LinuxQuestions.org
Welcome to the most active Linux Forum on the web.
Go Back   LinuxQuestions.org > Forums > Non-*NIX Forums > Programming
User Name
Password
Programming This forum is for all programming questions.
The question does not have to be directly related to Linux and any language is fair game.

Notices

Reply
 
Search this Thread
Old 09-08-2006, 02:51 PM   #1
ryedunn
Member
 
Registered: Jul 2003
Location: Chicago
Distribution: Fedora, ubuntu
Posts: 458

Rep: Reputation: 30
Basic Perl - removing white from split field.


Im trying to take a pipe delimited file and remove the white spaces except for particular fields specified. I would like this ARG to accept multiple files but I havnet got that far yet.
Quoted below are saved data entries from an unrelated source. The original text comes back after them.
PR #192, opened 2016-11-29
Refactor Sign-in & Register Skeletons

jeffkamo:
Refactor the Sign-in and Register Skeletons

## Changes
- Improve skeletons for Sign-In and Register pages
- Improved button background transitions (i.e. from disabled to enabled)

| Before | After |
| --- | --- |
|  signin-before | signin-after |

| Before | After |
| --- | --- |
| register-before | register-after |

## How to test-drive this PR
- Run `npm run dev`
- [Preview Merlins Potions](https://preview.mobify.com/?url=https%3A%2F%2Fwww.merlinspotions.com%2Feye-of-newt.html&site_folder=https%3A%2F%2Flocalhost%3A8443%2Floader.js&disabled=0&domain=&scope=1)
- Visit the [Sign-in page](https://www.merlinspotions.com/customer/account/login/)
- Visit the [Register page](https://www.merlinspotions.com/customer/account/create/)
- Observe the page skeletons as they load and ensure all of them appear consistent in proportion to their final content.


app/containers/login/login.scss
```diff
@@ -47,3 +50,12 @@
     }
 }
 
+
+// Registration
+// ---
+
+.t-login__register-fieldset {
+    & + & {
```
sap1ens: Can be a bit hard to read. I'd replace it with something like `nth-child(2)`

app/containers/login/reducer.js
```diff
@@ -9,6 +9,85 @@ import {onPageReceived} from '../app/actions'
 import signinParser from './parsers/signin'
 import registerParser from './parsers/register'
 
+const signinFields = [
```
sap1ens: This predefined set of fields improves general layout, but it can be too much... I'm not sure if it's a best practice, just want to comment on it ¯\\_(ツ)_/¯

jeffkamo: Ya, I'm not sure we have a defined best practice for this sort of thing. I'm open to taking a better approach if there is one.

From my standpoint, I want to prevent reflows as much as possible, and offer the ability for users to interact with the forms sooner (for perceived performance) rather than waiting for the content to appear. But I understand that could conflict with our desire to use the desktop site as a source for that content.

Thoughts?

jansepar: In my mind, we are the ones perscribing best practices here, we should be opinionated. If I was to write down what our line of thinking should be when implementing these forms, it would be:

1. Use our defaults

sap1ens: @jansepar I just wanted to mention that those fields are used only until we get a "real" set of fields from the page/parser, so they're just used as a placeholder.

For some reason its not working.. if someone could please help, it would be most appreciated.

Code:
$SourceFile = $ARGV[0];
$FieldNum = $ARGV[1];

open(INFILE, $SourceFile) or die "Can't open source file: $SourceFile \n";
open(OutGood, "> TEST.good.txt") or die "Can't open output file \n";

while(<INFILE>)
{
    @fields = split /\|/, $_;
    
    if ($FieldNum != $fields){
    	s/\s+//g;
    	}

	print OutGood join '|', @fields;

}
 
Old 09-09-2006, 06:35 AM   #2
makyo
Member
 
Registered: Aug 2006
Location: Saint Paul, MN, USA
Distribution: {Free,Open}BSD, CentOS, Debian, Fedora, Solaris, SuSE
Posts: 718

Rep: Reputation: 72
Hi, neighbor-to-the-south.

It might help if you posted samples: the input data, how you want it to look as transformed, and how your code is mangling it ... cheers, makyo
 
Old 09-09-2006, 07:31 AM   #3
ghostdog74
Senior Member
 
Registered: Aug 2006
Posts: 2,695
Blog Entries: 5

Rep: Reputation: 241Reputation: 241Reputation: 241
Quote:
Originally Posted by ryedunn
...
@fields = split /\|/, $_;
if ($FieldNum != $fields)
.....
}
without any further information, i suspect you want to check $FieldNum against one of the elements in @fields??? to access the elements, you need to do something like $fields[0] or $fields[1] etc...
 
Old 09-11-2006, 08:43 AM   #4
ryedunn
Member
 
Registered: Jul 2003
Location: Chicago
Distribution: Fedora, ubuntu
Posts: 458

Original Poster
Rep: Reputation: 30
sorry

the input file would be something like

First Name|Date of Birth| City | State | phone
Joe Smith |01 01 1990 |New York|NY|212 555 1212

Im curious how I can remove all white spaces except for the fields specified from the command line ( ARGV[1] ).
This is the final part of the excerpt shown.